What you should do: Would you please restate every record exactly as written?

Supplied entries START

PR #77, opened 2018-08-28
Mark parameter and option group vars as required

tlvince:
`family` (DB parameter group) and `major_engine_version` (DB option group) are both required (in their corresponding module). Trying to apply without these set throws an error.


Vlaaaaaaad:
Is there a reason this hasn't been merged yet? The change is not that large and the module does indeed not work if those variables are not given.

dpiddockcmp:
`family` is not required if `parameter_group_name` is set or `create_db_parameter_group` is `false`

`major_engine_version` is not required if `option_group_name` is set or `create_db_option_group` is `false`

This "simple change" is a backward-incompatible breaking change.

Vlaaaaaaad:
Oooooh. Makes perfect sense!

MrSaints:
> family is not required if parameter_group_name is set or create_db_parameter_group is false

FWIW, that should probably be added in the `README.md`.

PR #81, opened 2018-09-24
final_snapshot_identifier has bad default #57

### LINKED ISSUE #57: final_snapshot_identifier has bad default
./modules/db_instance/variables.tf final_snapshot_identifier is defined as
```
variable "final_snapshot_identifier" {
  description = "The name of your final DB snapshot when this DB instance is deleted."
  default     = false
}
```
According to terraform docs `false` will convert to the string `0`
https://www.terraform.io/docs/configuration/variables.html

Thus we are trying to to have a final snapshot with an identifier of 0. This however produces 
```
* aws_db_instance.this: InvalidParameterValue: The parameter FinalDBSnapshotIdentifier is not a valid identifier. Identifiers must begin with a letter; must contain only ASCII letters, digits, and hyphens; and must not end with a hyphen or contain two consecutive hyphens.
```

ozbillwang:
Fix #57 

a quick fix that `false` can't be used as aws rds final snapshot identifier.

### DIFF
--- a/variables.tf
+++ b/variables.tf
@@ -51,7 +51,7 @@ variable "engine_version" {
 
 variable "final_snapshot_identifier" {
   description = "The name of your final DB snapshot when this DB instance is deleted."
-  default     = false
+  default     = ""
 }
 
 variable "instance_class" {


ozbillwang:
If #82 can be approved and merged, this PR (#81) is not required any more.

bryantbiggs:
this was changed to `null` on #126

PR #82, opened 2018-09-24
#82 - generate final snapshot identifier name and avoid DBSnapshotAlreadyExists issue

ozbillwang:
For the same database (same rds name), if you destroy the rds instance second time with same code (same final_snapshot_identifier), you will get below error:

>aws_db_instance.aws_db_instance: error deleting Database Instance "test-dev": DBSnapshotAlreadyExists: Cannot create the snapshot because a snapshot with the identifier test-dev-final-snapshot already exists.

To avoid this issue and simplify the codes, I set `final_snapshot_identifier` from rds instance name with a random string. 

let me know if you like this idea.

### DIFF
--- a/README.md
+++ b/README.md
@@ -61,9 +61,6 @@ module "db" {
   # DB option group
   major_engine_version = "5.7"
 
-  # Snapshot name upon DB deletion
-  final_snapshot_identifier = "demodb"
-
   parameters = [
     {
       name = "character_set_client"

Supplied entries END

Problem solution:
PR #77, opened 2018-08-28
Mark parameter and option group vars as required

tlvince:
`family` (DB parameter group) and `major_engine_version` (DB option group) are both required (in their corresponding module). Trying to apply without these set throws an error.


Vlaaaaaaad:
Is there a reason this hasn't been merged yet? The change is not that large and the module does indeed not work if those variables are not given.

dpiddockcmp:
`family` is not required if `parameter_group_name` is set or `create_db_parameter_group` is `false`

`major_engine_version` is not required if `option_group_name` is set or `create_db_option_group` is `false`

This "simple change" is a backward-incompatible breaking change.

Vlaaaaaaad:
Oooooh. Makes perfect sense!

MrSaints:
> family is not required if parameter_group_name is set or create_db_parameter_group is false

FWIW, that should probably be added in the `README.md`.

PR #81, opened 2018-09-24
final_snapshot_identifier has bad default #57

### LINKED ISSUE #57: final_snapshot_identifier has bad default
./modules/db_instance/variables.tf final_snapshot_identifier is defined as
```
variable "final_snapshot_identifier" {
  description = "The name of your final DB snapshot when this DB instance is deleted."
  default     = false
}
```
According to terraform docs `false` will convert to the string `0`
https://www.terraform.io/docs/configuration/variables.html

Thus we are trying to to have a final snapshot with an identifier of 0. This however produces 
```
* aws_db_instance.this: InvalidParameterValue: The parameter FinalDBSnapshotIdentifier is not a valid identifier. Identifiers must begin with a letter; must contain only ASCII letters, digits, and hyphens; and must not end with a hyphen or contain two consecutive hyphens.
```

ozbillwang:
Fix #57 

a quick fix that `false` can't be used as aws rds final snapshot identifier.

### DIFF
--- a/variables.tf
+++ b/variables.tf
@@ -51,7 +51,7 @@ variable "engine_version" {
 
 variable "final_snapshot_identifier" {
   description = "The name of your final DB snapshot when this DB instance is deleted."
-  default     = false
+  default     = ""
 }
 
 variable "instance_class" {


ozbillwang:
If #82 can be approved and merged, this PR (#81) is not required any more.

bryantbiggs:
this was changed to `null` on #126

PR #82, opened 2018-09-24
#82 - generate final snapshot identifier name and avoid DBSnapshotAlreadyExists issue

ozbillwang:
For the same database (same rds name), if you destroy the rds instance second time with same code (same final_snapshot_identifier), you will get below error:

>aws_db_instance.aws_db_instance: error deleting Database Instance "test-dev": DBSnapshotAlreadyExists: Cannot create the snapshot because a snapshot with the identifier test-dev-final-snapshot already exists.

To avoid this issue and simplify the codes, I set `final_snapshot_identifier` from rds instance name with a random string. 

let me know if you like this idea.

### DIFF
--- a/README.md
+++ b/README.md
@@ -61,9 +61,6 @@ module "db" {
   # DB option group
   major_engine_version = "5.7"
 
-  # Snapshot name upon DB deletion
-  final_snapshot_identifier = "demodb"
-
   parameters = [
     {
       name = "character_set_client"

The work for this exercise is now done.